WORK TO COMPLETE:
Where a line of the data holds the word "Stops", copy that line.
○ ○ ○ ○ ○
PR #7536, opened 2026-07-08
perf(weave): narrow eval cost pricing to predict calls

ro31337:
## JIRA Issue(s)
https://coreweave.atlassian.net/browse/WB-36670

## Description

This PR does three things:

* Stops computing the LLM judge/scorer costs that eval results throws away — this was the original ask.
* Stops dragging the scorers' big rows (inputs and outputs) through the cost SQL for nothing.
* Fixes a predict call's `genai_span_ref` getting dropped on ClickHouse when costs were requested.

Below is how this was found and why we fix it.

The eval results API shows the cost of the model's `predict()` calls only, not the LLM judge. That number is already correct.

While reviewing #7487, a reviewer pointed out we do extra work to get it. To read the predict cost, the server priced *every* child of a trial — the predict call and all the scorers — and then used only the predict part. The judge prices were computed and discarded (https://github.com/wandb/weave/pull/7487#discussion_r3515543189).

I looked closer, and it is worse than just the judge math. The cost step also carries each child's whole row — inputs and outputs, which can be kilobytes — through its heavy SQL. So even plain code scorers, which have nothing to price, had their big rows hauled through for nothing. On large evals that adds up.

The fix keeps scorers out of the cost step entirely. First we fetch the trial's children with no costs. Then, only when costs are asked for, a small second query prices just the predict calls and fills in each trial's cost.

While doing this I hit a second bug. On ClickHouse, asking for costs dropped the predict call's `genai_span_ref`. The cost SQL rebuilds the summary and ends up writing the `weave` key twice, so the last copy wins and the ref is lost. Now that the predict call is read outside that step, the ref survives — which is what the in-memory backend already did.

One note on speed: this trades one query for two, so the saving grows with eval size. Large evals stop hauling all those scorer rows; small evals come out about the same.

## Testing

The five existing cost tests still pass on both backends — they lock in the rules that must not change (predict-only, opt-in, judge excluded, None when unpriced). Three new tests cover the new paths: per-trial cost on the rows path, cost on the sorted path (which had no cost coverage before), and a regression test for the `genai_span_ref` fix. Full `tests/trace_server` run locally on ClickHouse; ty, pyright, mypy, and ruff are clean.

### DIFF
--- a/tests/trace_server/test_trace_server_evaluation_apis.py
+++ b/tests/trace_server/test_trace_server_evaluation_apis.py
@@ -1273,6 +1273,200 @@ def test_eval_results_summary_predict_total_cost_none_when_absent(client):
     assert res.summary.evaluations[0].predict_total_cost is None
 
 
+def test_eval_results_rows_trial_total_cost_predict_only(client):
+    """Per-trial total_cost in rows: predict-only, filled without a summary.
+
+    include_summary=False pins that the cost fill is not tied to the summary
+    path. The judge's (differently priced) usage must not leak into the trial,
+    and a trial without a predict call reports None, not the judge's cost.
+    """
+    project_id = client.project_id
+    client.server.cost_create(
+        CostCreateReq(
+            project_id=project_id,
+            costs={"predict-llm": _PREDICT_PRICE, "judge-llm": _JUDGE_PRICE},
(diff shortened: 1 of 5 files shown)


jwlee64 (approved):
Awesome, this cost stuff is gnarly, but this is awesome, thanks for this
○ ○ ○ ○ ○
THE COMPLETED TASK:
* Stops computing the LLM judge/scorer costs that eval results throws away — this was the original ask.
* Stops dragging the scorers' big rows (inputs and outputs) through the cost SQL for nothing.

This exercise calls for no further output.